=== THE TASK ===
List all the lines in these records that hold "many".

=== INFORMATION GIVEN ===
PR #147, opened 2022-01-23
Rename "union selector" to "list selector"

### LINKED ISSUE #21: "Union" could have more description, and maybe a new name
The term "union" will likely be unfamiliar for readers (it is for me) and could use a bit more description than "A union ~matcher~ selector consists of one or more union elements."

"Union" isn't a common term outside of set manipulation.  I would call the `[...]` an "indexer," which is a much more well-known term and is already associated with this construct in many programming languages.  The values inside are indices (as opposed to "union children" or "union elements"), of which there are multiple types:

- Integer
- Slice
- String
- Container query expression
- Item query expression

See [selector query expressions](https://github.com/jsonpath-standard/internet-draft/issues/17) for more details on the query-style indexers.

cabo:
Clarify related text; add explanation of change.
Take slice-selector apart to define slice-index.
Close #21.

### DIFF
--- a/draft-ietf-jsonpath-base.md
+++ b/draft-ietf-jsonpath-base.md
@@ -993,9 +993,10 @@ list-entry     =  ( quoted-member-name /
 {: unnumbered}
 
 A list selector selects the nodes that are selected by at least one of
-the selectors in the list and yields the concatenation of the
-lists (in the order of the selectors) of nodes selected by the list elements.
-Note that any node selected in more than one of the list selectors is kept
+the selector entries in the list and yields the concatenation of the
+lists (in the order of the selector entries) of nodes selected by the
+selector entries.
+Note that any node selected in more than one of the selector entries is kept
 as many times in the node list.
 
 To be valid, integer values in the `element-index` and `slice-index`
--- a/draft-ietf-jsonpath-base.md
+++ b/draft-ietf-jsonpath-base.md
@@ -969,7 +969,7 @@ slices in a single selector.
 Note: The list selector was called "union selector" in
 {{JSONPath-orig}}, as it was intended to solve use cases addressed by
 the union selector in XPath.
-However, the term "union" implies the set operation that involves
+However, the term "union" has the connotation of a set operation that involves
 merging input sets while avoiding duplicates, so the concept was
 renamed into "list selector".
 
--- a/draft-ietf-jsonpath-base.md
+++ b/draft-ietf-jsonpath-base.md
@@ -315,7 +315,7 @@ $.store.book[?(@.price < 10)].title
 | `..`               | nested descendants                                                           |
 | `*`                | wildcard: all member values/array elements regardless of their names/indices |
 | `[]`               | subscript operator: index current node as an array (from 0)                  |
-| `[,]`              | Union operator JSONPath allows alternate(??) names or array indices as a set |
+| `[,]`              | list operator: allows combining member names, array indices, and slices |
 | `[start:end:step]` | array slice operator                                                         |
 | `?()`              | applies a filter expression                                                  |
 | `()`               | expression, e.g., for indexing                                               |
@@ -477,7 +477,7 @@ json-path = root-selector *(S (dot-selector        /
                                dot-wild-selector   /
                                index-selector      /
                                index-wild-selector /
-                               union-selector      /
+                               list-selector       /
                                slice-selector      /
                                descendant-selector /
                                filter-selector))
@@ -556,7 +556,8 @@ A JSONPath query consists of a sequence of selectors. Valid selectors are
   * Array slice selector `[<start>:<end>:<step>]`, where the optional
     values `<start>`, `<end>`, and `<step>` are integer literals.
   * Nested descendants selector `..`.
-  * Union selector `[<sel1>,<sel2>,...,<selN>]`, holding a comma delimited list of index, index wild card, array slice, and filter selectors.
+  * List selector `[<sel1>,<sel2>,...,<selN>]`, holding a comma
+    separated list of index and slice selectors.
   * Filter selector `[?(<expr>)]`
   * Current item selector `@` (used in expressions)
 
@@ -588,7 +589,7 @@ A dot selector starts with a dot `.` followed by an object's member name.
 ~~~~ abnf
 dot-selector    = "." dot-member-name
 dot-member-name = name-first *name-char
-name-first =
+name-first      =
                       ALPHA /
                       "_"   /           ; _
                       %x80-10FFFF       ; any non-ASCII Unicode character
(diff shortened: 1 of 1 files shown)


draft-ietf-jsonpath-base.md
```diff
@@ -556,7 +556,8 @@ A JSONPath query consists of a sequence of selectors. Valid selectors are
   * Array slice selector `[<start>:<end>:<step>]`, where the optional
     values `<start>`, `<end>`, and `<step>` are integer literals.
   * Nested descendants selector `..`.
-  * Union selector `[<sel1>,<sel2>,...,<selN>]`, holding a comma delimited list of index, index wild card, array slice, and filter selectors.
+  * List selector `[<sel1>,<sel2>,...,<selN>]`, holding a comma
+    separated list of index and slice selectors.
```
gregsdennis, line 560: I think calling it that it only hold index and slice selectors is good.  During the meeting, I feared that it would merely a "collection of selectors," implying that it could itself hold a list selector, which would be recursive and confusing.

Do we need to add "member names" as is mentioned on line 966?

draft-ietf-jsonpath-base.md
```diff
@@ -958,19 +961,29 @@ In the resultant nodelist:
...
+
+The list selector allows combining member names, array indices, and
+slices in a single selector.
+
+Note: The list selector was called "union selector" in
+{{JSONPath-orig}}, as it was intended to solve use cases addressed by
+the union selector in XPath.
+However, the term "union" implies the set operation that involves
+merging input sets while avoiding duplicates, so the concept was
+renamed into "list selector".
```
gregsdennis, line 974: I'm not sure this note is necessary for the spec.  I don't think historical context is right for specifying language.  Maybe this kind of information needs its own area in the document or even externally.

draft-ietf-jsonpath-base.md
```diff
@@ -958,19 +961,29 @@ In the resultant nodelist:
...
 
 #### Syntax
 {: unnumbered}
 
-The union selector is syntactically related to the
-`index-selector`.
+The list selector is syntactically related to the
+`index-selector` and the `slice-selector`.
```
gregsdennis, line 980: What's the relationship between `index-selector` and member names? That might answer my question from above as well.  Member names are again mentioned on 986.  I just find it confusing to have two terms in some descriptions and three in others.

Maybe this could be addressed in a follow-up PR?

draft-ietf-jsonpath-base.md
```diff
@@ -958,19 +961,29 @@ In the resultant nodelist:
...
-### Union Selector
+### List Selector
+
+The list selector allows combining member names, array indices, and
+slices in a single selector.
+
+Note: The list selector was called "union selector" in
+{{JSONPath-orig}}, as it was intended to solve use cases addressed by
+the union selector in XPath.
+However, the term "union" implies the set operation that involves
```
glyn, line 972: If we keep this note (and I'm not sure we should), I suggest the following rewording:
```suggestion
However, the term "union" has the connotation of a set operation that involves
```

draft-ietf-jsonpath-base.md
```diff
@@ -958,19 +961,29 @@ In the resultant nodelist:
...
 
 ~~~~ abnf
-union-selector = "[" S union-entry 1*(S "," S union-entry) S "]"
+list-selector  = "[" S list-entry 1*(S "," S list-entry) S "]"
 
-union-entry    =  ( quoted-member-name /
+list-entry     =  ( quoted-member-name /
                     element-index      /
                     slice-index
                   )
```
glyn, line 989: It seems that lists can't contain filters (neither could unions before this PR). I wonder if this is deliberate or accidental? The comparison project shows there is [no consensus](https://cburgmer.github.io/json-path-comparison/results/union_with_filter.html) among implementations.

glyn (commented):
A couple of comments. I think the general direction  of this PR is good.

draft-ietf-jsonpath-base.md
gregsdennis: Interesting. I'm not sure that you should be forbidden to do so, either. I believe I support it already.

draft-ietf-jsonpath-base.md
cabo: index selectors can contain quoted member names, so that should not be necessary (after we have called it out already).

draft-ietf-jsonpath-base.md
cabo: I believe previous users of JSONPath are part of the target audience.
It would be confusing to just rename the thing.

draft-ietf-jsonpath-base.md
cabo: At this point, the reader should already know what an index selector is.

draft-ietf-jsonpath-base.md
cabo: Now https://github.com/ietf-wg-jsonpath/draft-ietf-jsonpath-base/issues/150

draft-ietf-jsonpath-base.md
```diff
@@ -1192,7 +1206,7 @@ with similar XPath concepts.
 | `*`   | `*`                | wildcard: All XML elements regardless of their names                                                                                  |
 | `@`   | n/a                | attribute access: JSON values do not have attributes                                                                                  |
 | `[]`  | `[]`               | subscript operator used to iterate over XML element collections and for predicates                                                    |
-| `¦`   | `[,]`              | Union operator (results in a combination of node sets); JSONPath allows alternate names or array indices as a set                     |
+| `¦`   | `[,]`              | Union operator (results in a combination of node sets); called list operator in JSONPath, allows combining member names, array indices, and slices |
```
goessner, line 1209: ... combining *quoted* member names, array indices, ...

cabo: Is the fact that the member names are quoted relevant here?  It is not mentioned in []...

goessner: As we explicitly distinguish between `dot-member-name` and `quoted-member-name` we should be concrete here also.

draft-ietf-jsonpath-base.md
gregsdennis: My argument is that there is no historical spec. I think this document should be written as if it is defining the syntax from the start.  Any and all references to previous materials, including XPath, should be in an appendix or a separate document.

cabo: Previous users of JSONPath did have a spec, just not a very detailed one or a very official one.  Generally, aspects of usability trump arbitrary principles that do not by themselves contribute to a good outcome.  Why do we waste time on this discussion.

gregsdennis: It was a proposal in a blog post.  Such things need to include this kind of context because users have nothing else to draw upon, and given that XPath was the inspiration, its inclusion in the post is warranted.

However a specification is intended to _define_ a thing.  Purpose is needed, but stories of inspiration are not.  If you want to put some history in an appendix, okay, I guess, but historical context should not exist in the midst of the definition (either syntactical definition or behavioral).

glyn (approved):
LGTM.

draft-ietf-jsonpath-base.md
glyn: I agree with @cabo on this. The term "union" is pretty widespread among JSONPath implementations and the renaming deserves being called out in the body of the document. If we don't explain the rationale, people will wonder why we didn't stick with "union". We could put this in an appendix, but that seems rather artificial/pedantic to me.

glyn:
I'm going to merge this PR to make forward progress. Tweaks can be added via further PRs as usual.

=== ANSWER TO THE EXERCISE ===
"Union" isn't a common term outside of set manipulation.  I would call the `[...]` an "indexer," which is a much more well-known term and is already associated with this construct in many programming languages.  The values inside are indices (as opposed to "union children" or "union elements"), of which there are multiple types:
 as many times in the node list.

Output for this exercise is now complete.